Soliton decomposition of the Box-Ball System
Pablo A. Ferrari, Chi Nguyen, Leonardo T. Rolla, Minmin Wang
TL;DR
We study the Box-Ball System in the density regime $\\lambda<\\frac{1}{2}$ and introduce a slot decomposition that maps a configuration to independent soliton components. Each component evolves linearly under the Box-Ball dynamics, enabling a reconstruction of the full configuration from the components. We construct a broad family of $T$-invariant measures via Palm theory, including product measures and stationary Markov chains, and we derive almost sure asymptotic speeds $(v_k)$ for $k$-solitons under shift-ergodic initial states, governed by a linear system tied to soliton densities.
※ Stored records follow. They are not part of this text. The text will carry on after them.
PR #42473, opened 2022-05-21
[9.x] Added getDirectorySize Method to Filesystem.php

hmennen90:
This Pullrequest adds the getDirectorySize Method to Filesystem.php Facade.

The Size of the given Directory will be returned in Bytes using the allFiles and size Methods.


ankurk91:
Does it works with S3 (Cloud) driver ?

hmennen90:
@ankurk91 don't know yet, but it should: I think the allFiles and size Methods are working on S3.

taylorotwell:

PR #42474, opened 2022-05-22
[9.x] Request retrieve date from JSON format

DarkGhostHunter:
# What?

Retrieves a date from a JSON encoded `Date` Javascript object. Includes constant to easily validate the format.

```php
use Illuminate\Http\Request;
use Illuminate\Support\DateFactory;

// {
//     "kickoff": "2020-01-01T16:00:00.000+05:00"
// }
public function kickoff(Request $request)
{
    $request->validate([
        'kickoff' => 'date_format:' . DateFactory::JSON_DATE
    ]);
    
    $request->jsonDate('kickoff');
    // "2020-01-01 16:00:00.000 (+05:00)"
}
```

Current browsers encode the `Date` object in JSON with milliseconds, but Laravel encodes them with microseconds. This format accepts both sub-second precisions (3 or 6 digits), so the same data can be reused (like for inter-Laravel-apps-communication).

Also, this optionally shift the date to UTC using `jsonDate('kickoff', true)`. This is just convenience as the format already includes the timezone, making it ready to be persisted in the database.

```php
$request->jsonDate('kickoff', true);
// "2020-01-01 11:00:00.000 UTC (+00:00)"
```

The constant is added to the `DateFactory` mostly to avoid repeating `Y-m-d\TH:i:s.uP` every time the user want to validate a date. Also used by the helper.

> This separate PR #42475 allows `date_format:json` to avoid shoving the constant or using the full format string.

## BC?

None, only adding a method.

### DIFF
--- a/src/Illuminate/Http/Concerns/InteractsWithInput.php
+++ b/src/Illuminate/Http/Concerns/InteractsWithInput.php
@@ -350,7 +350,7 @@ trait InteractsWithInput
      * @param  string  $key
      * @return \Illuminate\Support\Carbon|null
      */
-    public function jsDate($key)
+    public function jsonDate($key)
     {
         return $this->date($key, DateFactory::JSON_DATE)?->utc();
     }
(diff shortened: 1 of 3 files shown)


taylorotwell:

PR #42475, opened 2022-05-22
[9.x] Adds JSON format helper to validate ISO-8601/RFC-3339 dates

DarkGhostHunter:
## What?

Aliases ISO-8601/RFC-3339 date format to `json` when using the `date_format` rule:

```php
validator([
    'kickoff' => '2020-01-01T21:30:25.123456+05:00',
], [
    // Before
    'kickoff' => 'date_format:Y-m-d\TH:i:s.uP',
    // After
    'kickoff' => 'date_format:json',
]);
```

This is a separate PR for #42474, where the validation rule must use a const or use that format.

### DIFF
--- a/src/Illuminate/Validation/Concerns/ValidatesAttributes.php
+++ b/src/Illuminate/Validation/Concerns/ValidatesAttributes.php
@@ -13,6 +13,7 @@ use Egulias\EmailValidator\Validation\RFCValidation;
 use Exception;
 use Illuminate\Database\Eloquent\Model;
 use Illuminate\Support\Arr;
+use Illuminate\Support\DateFactory;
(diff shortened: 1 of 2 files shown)


johanrosenson:
Just curious, why is the alias `json` and not `iso-8601` or `rfc-3339`?

Is there some spec that says these date formats should be used in JSON or are they just extra commonly used?

DarkGhostHunter:
There is no spec for JSON dates, but JSON comes from JavaScript, and Date objects are encoded using that format in particular. 

I thought that using the spec name would make more sense too, but using `json` is more self-explanatory about the context.

Another alternative would be to create a separate rule called `date_json`, since the date in a JSON string follows that spec only (the `date_format` supports multiple formats).

PR #42490, opened 2022-05-24
[9.x] Added withoutCount method in Eloquent Builder

4msar:
Added `withoutCount` method in Eloquent Builder

Sometime we have to ignore the withCount property in runtime that's why I've added a method in eloquent builder which is `withoutCount`

### Usage

```php

$categories = Category::latest()->withoutCount('articles')->get();
// or 
$categories = Category::latest()->withoutCount('articles', 'votes')->get();
// or
$categories = Category::latest()->withoutCount(['articles', 'votes'])->get();

```

### DIFF
--- a/src/Illuminate/Database/Eloquent/Builder.php
+++ b/src/Illuminate/Database/Eloquent/Builder.php
@@ -185,6 +185,19 @@ class Builder implements BuilderContract
 
         return $this;
     }
+    
+    /**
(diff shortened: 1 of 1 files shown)


4msar:
Need to update this PR more, so I just draft this.

bernardwiesner:
Is there any other alternative to run a Model query without the `withCount` ? For the `with` we can use `query()->setEagerLoads([])`.

PR #42491, opened 2022-05-24
[9.x] Model::whereRelation add callback function

adideas:
Example
```php
// I want to optimize the query. In callback function.
$userSQL = User::whereRelation(
    "posts",
    function($query) {
        $query->limit(1)->where("public", true);
    }
)->toSql();
```
Before this PR
```sql
select * 
from "users" 
where exists (
   select *
   from "posts" 
   where "users"."id" = "posts"."user_id" and ("public" = ?)
)
```

After this PR
```sql
select * 
from "users" 
where exists (
   select *
   from "posts" 
   where "users"."id" = "posts"."user_id" and "public" = ? limit 1
)
```

I added tests for checks.
This is not in the documentation, but it is logical.
It would be very convenient.

I think we're talking about a supplement. I'm not sure if this is a mistake. But many expect a different result using this method.


adideas:
I can change my approach. 
Please write your idea, I'll change it.

I followed the Laravel approach.
This is not a critical addition.

PR #42498, opened 2022-05-24
[10.x] Cleaning up unused function in RedirectResponse

vanliederen:
Removal unused function `getOriginalContent` in redirectResponse in Laravel 10.x


rodrigopedra:
This is overriding the method with the same name defined in `ResponseTrait` trait. 

I guess the idea is to prevent trying to process any response output, as a redirect response has no actual content besides its headers.

PR #42500, opened 2022-05-24
[9.x] Add Conditionable Trait to Illuminate\Support\Carbon

ralphjsmit:
Today I had a situation where I needed to set the week-number of a Carbon date, but only when a user selected a filter. Otherwise the Carbon instance should default to the current time. 

I think that many developers as well have had the situation where they wanted to conditionably apply a method to a Carbon object. At least, I've had this feeling multiple times previously.

I could've done this with an `if`-condition, but I really missed the elegance of using the `->when()` method from the Conditionable, so this looked like the perfect situation for adding the Conditionable trait. 

### Simple example

```php
// Could be `null` or `[$year, $week]`
$filter = /** */

// Old:
$carbon = $filter ? Carbon::now()->setIsoDate(...$filter) : Carbon::now();

// New:
$carbon = Carbon::now()->when($filter, fn(Carbon $carbon) => $carbon->setIsoDate(...$filter));
```

I hope this will be useful to many developers!

### DIFF
--- a/src/Illuminate/Support/Carbon.php
+++ b/src/Illuminate/Support/Carbon.php
@@ -4,9 +4,12 @@ namespace Illuminate\Support;
 
 use Carbon\Carbon as BaseCarbon;
 use Carbon\CarbonImmutable as BaseCarbonImmutable;
+use Illuminate\Support\Traits\Conditionable;
 
 class Carbon extends BaseCarbon
 {
+    use Conditionable;
+
     /**
      * {@inheritdoc}
      */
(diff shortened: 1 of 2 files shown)


DarkGhostHunter:
I was just gonna make this PR...

driesvints:
I actually think the old way is so much cleaner here 😅

ralphjsmit:
> I actually think the old way is so much cleaner here 😅

😅 There might be better examples, where it's more of an improvement. This is just rather simplified, as everyone knows how the Conditionable works :)

How about this?

```php
        $carbon = Carbon::now()
            ->when($filter, fn(Carbon $carbon) => $carbon->setIsoDate(...$filter))
            ->startOfWeek();
        
        // Versus
        $carbon = $filter 
            ? Carbon::now()->setIsoDate(...$filter)->startOfWeek()
            : Carbon::now()->startOfWeek();
        
        // Or with proxies...
        $carbon = Carbon::now()
            ->when($filter)->setIsoDate(...$filter)
            ->startOfWeek();
```

It's just that I prefer closures over proxies, because it's annoying to lose autocompletion.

Our framework connects to ideas from generalized hydrodynamics and the generalized Gibbs ensemble, and yields explicit recursive formulas for speeds in the independent-component case.
Abstract
The Box-Ball System, shortly BBS, was introduced by Takahashi and Satsuma as a discrete counterpart of the KdV equation. Both systems exhibit solitons whose shape and speed are conserved after collision with other solitons. We introduce a slot decomposition of ball configurations, each component being an infinite vector describing the number of size $k$ solitons in each $k$-slot. The dynamics of the components is linear: the $k$-th component moves rigidly at speed $k$. Let $ζ$ be a translation invariant family of independent random vectors under a summability condition and $η$ the ball configuration with components $ζ$. We show that the law of $η$ is translation invariant and invariant for the BBS. This recipe allows us to construct a big family of invariant measures, including product measures and stationary Markov chains with ball density less than $\frac12$. We also show that starting BBS with an ergodic measure, the position of a tagged $k$-soliton at time $t$, divided by $t$ converges as $t\to\infty$ to an effective speed $v_k$. The vector of speeds satisfies a system of linear equations related with the Generalized Gibbs Ensemble of conservative laws.